Nel corso della storia la pelle, by-product dell’industria alimentare, ha sempre avuto un fascino di tendenza. Vogliamo proporvi un piccolo viaggio virtuale per scoprire insieme in che modo l’uso di questo materiale si è evoluto nel tempo e nei costumi: dall’alta moda allo street fashion, dagli anni ’30 ai giorni nostri, verso sempre una maggiore consapevolezza ambientale.

GLI ANNI ’30 e ’40

Gli anni del cinema sonoro, dello swing, del proibizionismo, ma anche delle gonne longuette, delle pellicce e degli scolli sulla schiena: gli anni Trenta sono glamour ed eleganti. La guerra, tuttavia, fa da spartiacque anche nel settore moda.

Durante il secondo conflitto mondiale gli abiti femminili furono caratterizzati più che altro dalla funzionalità (dai tailleur agli ormai sdoganati pantaloni, per sostituire in comodità gli uomini al fronte) e dal risparmio, in uno stile spesso sobrio e misurato. La moda femminile si semplificò anche per la mancanza di tessuto, lana e cuoio, che venivano impiegati per l’esercito e la sua attrezzatura: iconiche le foto di quel tempo in cui le donne, in mancanza di collant, si dipingono il retro delle gambe con una matita per simularne la cucitura, in particolar modo dopo che le produzioni nazionali di nylon vennero completamente convertite per la produzione di funi da traino, giubbotti antiproiettile, lacci delle scarpe, zanzariere e paracadute.

Sono questi gli anni della creatività di Salvatore Ferragamo, il “calzolaio delle stelle” che dall’Italia centrale diventa punto di riferimento per molte star del cinema hollywoodiano. Se le penurie della guerra resero scarse le materie prime, tra cui il cuoio, l’inventiva e la ricerca di Ferragamo lo portarono a sperimentare materiali innovativi per le sue calzature, come la pelle di pesce, detta anche cuoio marino: un materiale che divenne una costante della sua produzione successiva e un must have delle dive del cinema di quegli anni. Ma non solo: Ferragamo fu anche il primo a brevettare la zeppa in sughero, nata nel periodo autarchico del fascismo per sostituire l’acciaio interno alle calzature, materiale importato dalla Germania e non più acquistabile a causa delle sanzioni economiche imposte all’Italia.
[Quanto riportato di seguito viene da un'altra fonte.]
PR #218, opened 2015-04-08
Protect elements inside .katex from inheriting text-indent.

### LINKED ISSUE #217: Protect from text-indent
If an element has the `text-indent` property set, then any math that appears within it is spaced out ridiculously. If you go to the KaTeX page, for example, and edit the CSS to add a rule like `body { text-indent: 1em}`, you can see it for yourselves. 

The problem, of course, is that `text-indent` is being inherited and applied to elements displayed as blocks. The fix should be as simple as setting `.katex { text-indent: 0}` in your CSS.

ruricolist:
This fixes #217.

### DIFF
--- a/static/katex.less
+++ b/static/katex.less
@@ -15,6 +15,9 @@
     line-height: 1.2;
     white-space: nowrap;
 
+    // Protect elements inside .katex from inheriting text-indent.
+    text-indent: 0;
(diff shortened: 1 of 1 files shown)


xymostech:
Thanks! Looks great.

PR #225, opened 2015-04-30
buildHTML's buildExpression is destructive, changing the tree object.

jeresig:
This clones the object first before manipulating it, ensuring that the tree object will remain the same (right now if buildHTML was run before buildMathML, buildMathML would have weird failures).

I was able to reproduce this by running `\vec{A}^2` through KaTeX. Without this change `tree` becomes:

```json
[
    {
        "type": "supsub",
        "value": {
            "base": {
                "type": "ordgroup",
                "value": [
                    {
                        "type": "mathord",
                        "value": "A",
                        "mode": "math"
                    }
                ],
                "mode": "math"
            },
            "sup": {
                "type": "textord",
                "value": "2",
                "mode": "math"
            }
        },
        "mode": "math"
    }
]
```

With this change it's left as the correct:

```json
[
    {
        "type": "supsub",
        "value": {
            "base": {
                "type": "accent",
                "value": {
                    "type": "accent",
                    "accent": "\\vec",
                    "base": {
                        "type": "ordgroup",
                        "value": [
                            {
                                "type": "mathord",
                                "value": "A",
                                "mode": "math"
                            }
                        ],
                        "mode": "math"
                    }
                },
                "mode": "math"
            },
            "sup": {
                "type": "textord",
                "value": "2",
                "mode": "math"
            }
        },
        "mode": "math"
    }
]
```

### DIFF
--- a/src/buildHTML.js
+++ b/src/buildHTML.js
@@ -1157,6 +1157,10 @@ var buildGroup = function(group, options, prev) {
  * nodes.
  */
 var buildHTML = function(tree, settings) {
+    // buildExpression is destructive, so we need to make a clone
+    // of the incoming tree so that it isn't accidentally changed
+    tree = JSON.parse(JSON.stringify(tree));
+
     var startStyle = Style.TEXT;
     if (settings.displayMode) {
         startStyle = Style.DISPLAY;


jeresig:
I should note that I couldn't think of a good way to test this, as it would require inspection of the contents at runtime. I'm open to suggestions, though!

jeresig:
cc: @ariabuckles @xymostech

spicyj:
This is known (hence this comment https://github.com/Khan/KaTeX/blob/v0.3.0/src/buildTree.js#L9-L10) and I think our eventual goal was to just make buildHTML not mutate the tree. Curious why this is causing you problems.

jeresig:
@spicyj Ah, I missed that comment! Perhaps this can be a stop-gap, at least, to hopefully provide some consistency to buildHTML. Presumably if the method is ever updated to not be destructive this logic can just be removed.

As to why I encountered this: I'm writing a KaTeX plugin which will support exporting math formulas as english strings (e.g. "x^2" becomes "x to the power of 2"). We're continuing to have problems with MathML in screen readers (sometimes they don't read it, many browsers read it incorrectly, sometimes it's double-read) whereas a pure-English (hopefully i18n, as well!) string seems to work everywhere. This is a technique that is used by other entities, as well.

spicyj:
Is `tree` always valid JSON? I don't recall – maybe @xymostech knows. If it is, I'd rather do `JSON.parse(JSON.stringify(tree))` to do a deep clone here which tends to be fast and has very clear semantics. Generic deep clone functions are generally hard to reason about – what are their semantics when passed a function? an array? a self-referential object? a DOM node? an object with nonenumerable keys? Or maybe the constructor throws when you call it with no arguments (like your code does here). There's really no way to do write a deep clone function that works for all cases since you need to understand the data and object model.

…but if the data is just JSON, it's pretty clear how it should work. :)

jeresig:
@spicyj I was totally going to do the `JSON.parse(JSON.stringify(tree))` technique but then I saw that KaTeX supports IE 8, thus I went with the manual solution :) I don't /think/ it contains non-JSON stuff but yeah, would be good to verify that.

...also @xymostech and I just chatted and we may be able to table this for now as I might be able to pursue my modifications from another direction which won't make this necessary (at least not for now).

xymostech:
@jeresig I'm fairly sure that the tree is pure JSON, so that solution should work. Also, it looks like IE 8 does support both `JSON.parse` and `JSON.stringify` (http://caniuse.com/#feat=json) , so that should be fine?

I think it's pretty reasonable to just merge this in. I've been bitten by this mutating the tree before anyway.

jeresig:
Oh wow, ok! Sigh, I have such outdated JS knowledge in my brain. Ok, I'll update to use the JSON technique.

spicyj:
:+1:

xymostech:
Great! Can you squash the commits?

jeresig:
@xymostech done!

PeterBocan:
I wonder, if this hits performance or not (for large amount of expressions)... 

(Excuse my obsession with performance, but I am "the C guy". :+1: )

jeresig:
It's absolutely inefficient. The buildHTML code should be changed to not be
destructive -- at which point this can just be removed. Unfortunately I
don't know the buildHTML sub-systems as well but if someone is willing to
tackle this then that'd be fantastic!

spicyj:
@PeterBocan We care about perf too. JSON.parse and JSON.stringify are actually very fast in most browsers and this is unlikely to take a significant cost, especially in comparison to the parsing itself and DOM tree-building. Still would be nice to get rid of it though.

PR #228, opened 2015-05-11
Add quick syntax guide to README.md

dt1973:


kirbyfan64:
I'd like it more if there was something that said, "Hey! Not all of MathJax is supported!"

kevinb7:
It would be better to link to https://github.com/Khan/KaTeX/wiki/Function-Support-in-KaTeX so that people know what's supported and what isn't.  Also, stating that "KaTeX uses MathJax syntax" is a little weird.  It would be more precise to say that KaTeX uses TeX syntax, but I feel like that's already covered in the first line of the README which states: "KaTeX is a ... library for TeX math rendering"

kevinb7:
I added a link to the wiki page with the list of commands.  If people are looking for information on syntax then we could link to some `TeX` and/or `LaTeX` resources.

kevinbarabash:
I'm closing this b/c I think it's been addressed.  @dt1973 please reopen if you think we should add more information to the README.md.

PR #232, opened 2015-05-13
unnecessary left (

pkuphy:
Maybe the left most `(` is unnecessary.


spicyj:
It's useful to compare to the adjacent parenthesis so I think we'll keep it. Thanks for sending this in though!

Issue #206, opened 2015-03-16
Add support for \begin \end environments


rymohr:
Found a couple related issues and just wanted to add a central one to tie everything together:

- align support https://github.com/Khan/KaTeX/issues/61
- array support https://github.com/Khan/KaTeX/issues/47
- matrix support https://github.com/Khan/KaTeX/issues/43

PeterBocan:
Is there somebody working on it?

rymohr:
Not that I know of, though @kevinb7 and @xymostech have given it some thought:
https://github.com/Khan/KaTeX/issues/43#issuecomment-55658982
https://github.com/Khan/KaTeX/issues/61#issuecomment-57091390

gagern:
Can we close this, now that #246 has been merged?

kevinb7:
I think we can close this because the infrastructure for ```\begin``` and ```\end```.  We'll leave the other issues open that deal with specific environments.

Issue #47, opened 2014-09-16
Array (or Tabular)  support is missing


lidel:
One of less known use cases for TeX on a webpage is [ability to display data in tabular form][2].

The Other Library does not implement tabular but they [suggest][1] array environment as a replacement:

```tex
\begin{array}{c|cc}
\hline A & B & C\\
\hline D & E & F\\
\hline
\end{array}
```

which renders:

![](https://meta-discourse.global.ssl.fastly.net/uploads/default/34517/98bd1768b9e42654.png)

Sadly, I was unable to render the `array` above at http://khan.github.io/KaTeX/

btw: there is a related issue about matrices: #43

[1]: https://github.com/mathjax/MathJax-docs/wiki/LaTeX-Tabular-environment
[2]: https://meta.discourse.org/t/editing-an-insert-table-option/19719/5?u=lidel

gagern:
My #246 which has just been merged provides the core functionality for arrays. But it doesn't do lines yet, neither horizontal nor vertical. Since lines were an essential part of the original post here, I'd leave this ticket open until lines are implemented as well. I have quite a number of things on my agenda, so if someone wants to take a stab at adding support for lines, feel free to do so.

xymostech:
@gagern I'm actually going to close this and add a new issue to specifically add horizontal and vertical lines. I think that will make it clearer why this issue is open.

Issue #43, opened 2014-09-15
add support for matrices


vks:
It would be great to support things like `\begin{pmatrix} 1 & 0 \\ 0 & 1 \end{pmatrix}` like MathJax does.

hobson:
+1 for {matrix} and {bmatrix}. Really need it for linear algebra on slides.com and reveal.js presentations

paxidently:
+1

slametapr:
+1 for matrix

karoltarasiuk:
oh yeah +1

PeterBocan:
waiting for that day and then I'll move my ass from MathJax to KaTeX. +1!

RodrigoCard:
I am allowed to say +1 :+1:  here too? :)

gagern:
Can we close this, now that #246 has been merged?

xymostech:
Yes! Fixed by #246

PeterBocan:
Uhm... I'm feeling the next upcoming release gonna be soon with a whole lotta of sweets.

NateZimmer:
+1 ... was this ever implemented?

gagern:
@NateZimmer: yes, #246 implemented this, and KaTeX releases since [0.4.0](https://github.com/Khan/KaTeX/releases/tag/v0.4.0) include that code. Simply give it a try on https://khan.github.io/KaTeX/. If something about matrices doesn't work as expected, that would likely be a separate issue.

PR #246, opened 2015-06-12
Matrices, arrays, environments

gagern:
This is a first step towards support for matrices, and it addresses issues raised in

* #206 – support for `\begin`…`\end` environments
* #47 – `\begin{array}` (with argument) in particular
* #43 – various matrix flavours like `matrix`, `bmatrix`…

In particular, I've implemented parser support for environments, made environments available for `array`, `matrix`, `pmatrix`, `bmatrix`, `vmatrix`, `Vmatrix`, and added a proof-of-concept renderer for these.

This branch is really just a first step, one day of work put into this. This pull request is not meant as “please pull this *now*” but rather as a platform where future development can be discussed and coordinated, to result in a pull eventually.

My branch doesn't make much effort to do spacing the same way TeX does, mainly because I don't own a copy of Knuth's TeX Book. It doesn't work well with small font sizes. For really large numbers of rows, the delimiters appear too small in my opinion. But before I continue on these details, I'd like to know whether others have already put in some effort here. Perhaps someone has all the spacing calculations already worked out, and was just waiting for parser support to hook this up? I'd also like to know whether the way I tackled the problem, extending the parser in particular, is going in the right direction.

The way I see it, KaTeX has some knowledge of how *high* its boxes are, both above and below the baseline, but none about how *wide* they are. Is this correct? Seeing this, I decided that the most feasible way to implement HTML output for matrices would be column-wise: each column is a vlist, with items positioned according to the overall height and depth of the corresponding matrix row. Perhaps this will even allow matrices to line-wrap in certain environments. I've got some doubts whether the same approach would be reasonable for `align*` and similar environments. Should we stick to this approach, or should aligned equations and/or matrices be encoded to a `<table>` instead?

I can't make any guarantees how far I'll be able to follow this up. I'm doing this for a project at TU München, and once it satisfies the requirements we have there, continued development would likely have to be in my spare time, which is a rare commodity. How feature-complete does the thing have to be before it can get merged into the master?


kevinb7:
@gagern Thank you for this pull request.  It looks like you have some lint errors.  Please have a look at those.  You should also write some automated tests as well as image comparison tests.  Please have a look the /dockers/Screenshotter folder for instructions.  Also, you'll need to sign a CLA.  See https://github.com/Khan/KaTeX/blob/master/CONTRIBUTING.md#cla for more details.  All of these things are required before merging.

We would like the output of KaTeX to match TeX as much as possible.  Here's a link to the TeXBook: http://www.ctex.org/documents/shredder/src/texbook.pdf.  

@xymostech should be able to answer your question about whether to output tables column-wise vs. row-wise.  As for knowing about the height and/or width of its boxes, it should have enough information to calculate both because we have glpyh metrics for everything.

spicyj:
@xymostech and I came to the same conclusion as you: that each column should be a vlist.

src/environments.js
```diff
@@ -0,0 +1,104 @@
...
+    greedingess: 1,
+    allowedInText: false,
+    numOptionalArgs: 0,
+    begin: function() { /* default is no operation, end does the work. */ }
+};
+
+function array() { }
+array.prototype = new EnvironmentBase();
+array.prototype.numArgs = 1;
+array.prototype.end = function() {
```
kevinb7: Putting props on the prototype is going to mess up nested environments.  These should be member variables that are defined in the constructors.

src/Parser.js
```diff
@@ -199,6 +200,37 @@ Parser.prototype.handleInfixNodes = function (body, mode) {
...
+ * Turn an array-like data structure, with rows delimited by \\ and
+ * columns delimited by &, into nested lists of groups.  This method
+ * isn't directly called by the parser, but may be called by some
+ * environments.
+ *
+ * @param {string} mode       the mode to assign to newly created groups
+ * @param {ParseResult} body  the overall parse result to be decomposed
+ * @param {Array}             decomposed data in row major mode
+ */
+Parser.prototype.decomposeArray = function(mode, body) {
```
kevinb7: This is only used in environments, maybe it should go in that file.

src/environments.js
gagern: The properties in question are read-only, and even if some instance were to assign to them, those assignments would be local to the instance, since the values are immutable. I thought about having them as properties of the constructor instead of the prototype, but elements of the instance allow for two similar environments to share one implementation even if their number of arguments differs. Have I convinced you that this use here is all right?

src/Parser.js
gagern: That is where I had them first, but it needs the `ParseNode` constructor, which I hadn't made part of `Parser`'s prototype at that time. Since I later on needed `ParseNode` for the `leftright` group, and moving that to the parser felt even more wrong, I can move this decomposition to the environments. I guess it would be cleaner to export `ParseNode` without reference to the instance, preferably by moving it to a separate file.

gagern:
I wrote some parser test cases for environment parsing. A more specific test case for array doesn't fit in well with what's currently in `katex-spec.js`. I wonder whether it would be a good idea to test input string against resulting parse trees, saved in a big JSON list. Of course noone writes down the expected parse tree manually, but one may well verify it before saving the file. What do you think?

Screenshot tests seem a bit premature. Since I know that I'll probably be modifying the layout, I'd rather postpone that till shortly before merging. Regarding CLA I'll have to check with my university.

src/environments.js
kevinb7: I read through this a little to quickly on the first take.  I see that you're creating new EnvironmentBase() objects so this should be okay.

src/Parser.js
kevinb7: I think it make sense to have ParseNode in a separate file.

src/Parser.js
```diff
@@ -371,10 +403,54 @@ Parser.prototype.parseImplicitGroup = function(pos, mode) {
...
+                this.lexer, begin.result.value.namepos);
+        }
+        // Build the environment object. Arguments and other information will
+        // be made available to the begin and end methods using properties.
+        var env = new environments[envName](envName, this);
+        env.parser = this;
+        env.lexer = this.lexer;
+        env.mode = mode;
+        env.beginNode = begin;
+        env.args = [];
```
kevinb7: If all of these things are needed by an environment, why not just pass them as arguments to the constructor.  That way people won't forget to set these values.

kevinb7:
@gagern I think it's a good start for the katex-specs.  Can you add tests for nested matrices as well as embedded fractions using ```\over``` within the matrices?  Parse tree comparisons are a bit finicky because if something changes then it's a lot of work to redo them.  There's a few tests that look at some of the trees.  I don't think anything more comprehensive is worth the effort.

The nice thing about the screenshot tests is that if you change things in the tree but it still renders the same then it still passes.  Only create screenshot tests when you're happy with the layout, although I wouldn't mind seeing a couple screenshots here in this thread.

src/Parser.js
gagern: Not needed by most environments, but offered to them. The most important of these are `args`, `argPositions` and of course `body`. These can't be passed to the constructor. But even if they could, I'd rather not do this. There are potentially many environments, but there is only one place where instances of these are created. So having that code just in this one place avoids code duplication. Particularly since environments, the way I implemented them, don't call a base class constructor for common functionality.

kevinb7:
@gagern I'm going to do a more thorough review this weekend.  In the meantime, if you have time, focus on the layout.

gagern:
Up till today I had assumed that delimiter parentheses would scale smoothly between different sizes. Now I know that they grow in increments, both in LaTeX and in KaTeX. However, the points at which they grow seem to be very different:

Screenshot comparing KaTeX with LaTeX

This is simply `$$\begin{pmatrix}1\\[1.52ex]2\end{pmatrix}$$` rendered but with different values plugged into that extra row space argument. How much effort should we put into delimiters to get the sizes just as LaTeX uses them?

Apart from this, the spacing of my arrays should be pretty close to what LaTeX does now, since I've put in some effort to reproduce those algorithms. But if delimiters are going to change (and I believe that we should be switching to bigger delimiters a bit earlier), then I'd rather see that handled before creating screenshots for automated testing.

gagern:
I can't work out why the delimiters are smaller than they are in LaTeX. The computation from Rule 19, with `\delimiterfactor=901` and `\delimitershortfall=5pt` is reproduced in `makeLeftRightDelim`. The `\left`…`\right` documentation on page 292 doesn't seem to add any space either. (Note: page 359 lists more delimiters than KaTeX supports.) Page 442 suggests

> See the METAFONT manual or the system documentation of `tfm` files for further information about successors and extensible characters.

I don't have that manual, and I don't know what file this tfm documentation could be. Perhaps either of these contains some more details on how extensible characters should be composed from their parts? Or perhaps the font we use doesn't exactly match what LaTeX uses? Right now I don't know how to proceed.

kevinb7:
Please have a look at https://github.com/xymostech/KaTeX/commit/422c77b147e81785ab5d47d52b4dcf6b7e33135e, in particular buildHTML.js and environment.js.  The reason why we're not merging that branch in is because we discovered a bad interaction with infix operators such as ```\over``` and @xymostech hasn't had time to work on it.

È quel che si dice riuscire a far di necessità virtù: le pionieristiche intuizioni di Ferragamo sembrano accumunare la sua ricerca di materiali naturali, di riciclo e innovativi, alle più recenti sperimentazioni in ambito green, mossi entrambi dalla volontà di rispondere ad una necessità esterna, seppur di natura diversa.

DAL DOPOGUERRA AL NUOVO MILLENNIO

Dal giubbotto di pelle degli anni ’50, detto “chiodo” – simbolo del fascino ribelle portato alla ribalta dal cinema hollywoodiano – passando per le linee geometriche e i capi avanguardistici della space age degli anni ’60 – spesso in metallo, plastica, pelle e vitello laminato (come non ricordare Paco Rabanne, con il suo french coat in maglia e triangoli di pelle del 1966?) – fino ad arrivare al camoscio della giacca sahariana tipica degli anni ’70 e agli anfibi Dr. Martens, rigorosamente neri, del movimento grunge degli anni ’90: il dopoguerra dà il via a un periodo di fervore nel mondo della moda anche per quel che riguarda l’uso creativo della pelle.

Ma, come spesso accade, la moda si rivela essere lo specchio semantico della società del tempo. Se il benessere generalizzato e l’industrializzazione crescente di questi anni spiana la strada a quella che viene definita “la società dei consumi” e alle sue – ben note – conseguenze, a partire dagli anni ’90 si sviluppa una nuova consapevolezza sui temi ecologici e sull’impatto che le azioni umane hanno sull’ambiente: nasce il concetto di “sviluppo sostenibile”, termine coniato nell’87 e che da quel momento inizia a radicarsi sempre più non solo nell’opinione pubblica, ma anche nel settore moda e, dunque, nella pelletteria.

Dopo primi anni 2000 la pelle è rimasta negli anni un elemento di tendenza in tutte le correnti di stile che si sono susseguite – dagli stivali cuissardes, ai pantaloni in pelle nera di Lenny Kravitz, alla borsa-marsupio Marmont di Gucci – ma se volessimo trovare un fattore comune alla “moda del nuovo millennio” sarebbe sicuramente la ricerca di una sempre maggiore compatibilità tra produzione e salvaguardia dell’ambiente. Più attenzione all’impatto ambientale dei processi produttivi, ricerca e impiego di materiali alternativi a quelli più inquinanti, maggiore impegno in iniziative di recupero e riciclo delle materie prime: sono queste le nuove virtuose costanti in fatto di moda.

Nel nuovo millennio, l’attributo più importante delle borse – di qualsiasi tipo e misura – diventa quello della sostenibilità: non più soltanto accessorio di stile, ma anche mezzo e simbolo di una nuova consapevolezza e di una sempre più imprescindibile attenzione all’ambiente.